* _What you need to do_
What is the number of lines below that contain the word "ServletUtil"? Respond with that number alone.

· · · · · · ·

PR #3927, opened 2023-11-28
[RESTEASY-3357] Endpoints returned a status code of 500 if Accept header had badly formatted value

khermano:
Issue: https://issues.redhat.com/browse/RESTEASY-3357

### DIFF
--- a/resteasy-core/src/main/java/org/jboss/resteasy/plugins/server/servlet/ServletContainerDispatcher.java
+++ b/resteasy-core/src/main/java/org/jboss/resteasy/plugins/server/servlet/ServletContainerDispatcher.java
@@ -201,6 +201,11 @@ public class ServletContainerDispatcher {
             try {
                 headers = ServletUtil.extractHttpHeaders(request);
                 uriInfo = ServletUtil.extractUriInfo(request, servletMappingPrefix);
+            } catch (IllegalArgumentException e) {
+                response.sendError(HttpServletResponse.SC_NOT_ACCEPTABLE);
+                // made it warn so that people can filter this.
+                LogMessages.LOGGER.failedToParseRequest(e);
+                return;
             } catch (Exception e) {
                 response.sendError(HttpServletResponse.SC_BAD_REQUEST);
                 // made it warn so that people can filter this.
--- a/testsuite/integration-tests/src/test/java/org/jboss/resteasy/test/client/exception/ClientErrorTest.java
+++ b/testsuite/integration-tests/src/test/java/org/jboss/resteasy/test/client/exception/ClientErrorTest.java
@@ -199,7 +199,7 @@ public class ClientErrorTest {
         Response response = null;
         try {
             response = builder.get();
-            Assertions.assertEquals(HttpServletResponse.SC_BAD_REQUEST, response.getStatus());
+            Assertions.assertEquals(HttpServletResponse.SC_NOT_ACCEPTABLE, response.getStatus());
         } catch (Exception e) {
             throw new RuntimeException(e);
         } finally {
--- a/testsuite/integration-tests/src/test/java/org/jboss/resteasy/test/core/basic/InvalidMediaTypeTest.java
+++ b/testsuite/integration-tests/src/test/java/org/jboss/resteasy/test/core/basic/InvalidMediaTypeTest.java
@@ -50,6 +50,9 @@ public class InvalidMediaTypeTest {
         ResteasyClient client = (ResteasyClient) ClientBuilder.newClient();
         Invocation.Builder request = client.target(generateURL("/test")).request();
 
+        // Missing slash
+        doTest(request, "invalid");
+
         // Missing type or subtype
         doTest(request, "/");
         doTest(request, "/*");
@@ -82,7 +85,7 @@ public class InvalidMediaTypeTest {
         Response response = request.get();
         logger.info("mediaType: " + mediaType + "");
         logger.info("status: " + response.getStatus());
-        Assertions.assertEquals(HttpResponseCodes.SC_BAD_REQUEST, response.getStatus());
+        Assertions.assertEquals(HttpResponseCodes.SC_NOT_ACCEPTABLE, response.getStatus());
         response.close();
     }
 }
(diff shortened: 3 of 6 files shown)


resteasy-core/src/main/java/org/jboss/resteasy/plugins/delegates/MediaTypeHeaderDelegate.java
```diff
@@ -87,7 +88,7 @@ private static MediaType internalParse(String type) {
                 major = major.substring(0, paramIndex);
             }
             if (!MediaType.MEDIA_TYPE_WILDCARD.equals(major)) {
-                throw new IllegalArgumentException(Messages.MESSAGES.failureParsingMediaType(type));
+                throw new NotAcceptableException(Messages.MESSAGES.failureParsingMediaType(type));
```
jamezp, line 91: This isn't the correct place for this to be thrown. The java doc for `HeaderDelegate` states:
```quote
[IllegalArgumentException](https://docs.oracle.com/en/java/javase/11/docs/api/java.base/java/lang/IllegalArgumentException.html) - if the supplied string cannot be parsed or is null.
```
Reference https://jakarta.ee/specifications/restful-ws/3.1/apidocs/jakarta.ws.rs/jakarta/ws/rs/ext/runtimedelegate.headerdelegate

jamezp (changes requested):
We need to figure out where the parsing exception is happening and possibly catch the error there.

resteasy-core/src/main/java/org/jboss/resteasy/plugins/delegates/MediaTypeHeaderDelegate.java
khermano: Hello @jamezp , thank you very much for the review.
I looked into it, and the place where the MediaTypeHeaderDelegate.fromString() is called is the MediaType.valueOf() method, which is from an external library jakarta.ws.rs-api.
Can I ask? What do you think I should do in such a case? Is this still an issue regarding the RESTEASY project?

jamezp: I think what we need to do is create a reproducer. The original issue is against RESTEasy Reactive which is part of Quarkus. Chunks of RESTEasy Reactive were pulled from RESTEasy.  I believe this is how it was fixed in Quarkus, https://github.com/quarkusio/quarkus/pull/34874. However, we need to attempt to reproduce it in RESTEasy, likely with WildFly, and then we can track down the best place to fix it.

khermano: Thank you very much for the suggestion @jamezp ! :)
So, I created a reproducer with quickstart/spring-resteasy. I uploaded war into WildFly and used `curl -i -H "Accept: invalid" -X GET http://localhost:8080/spring-resteasy/basic`. From the server log https://pastebin.com/XFjCAn5Q, I discovered that MediaTypeHeaderDelegate.parse() could be the method for applying changes. I force-pushed new changes, but I had to change some tests. What do you think about that?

· · · · · · ·

* _Solved exercise_
2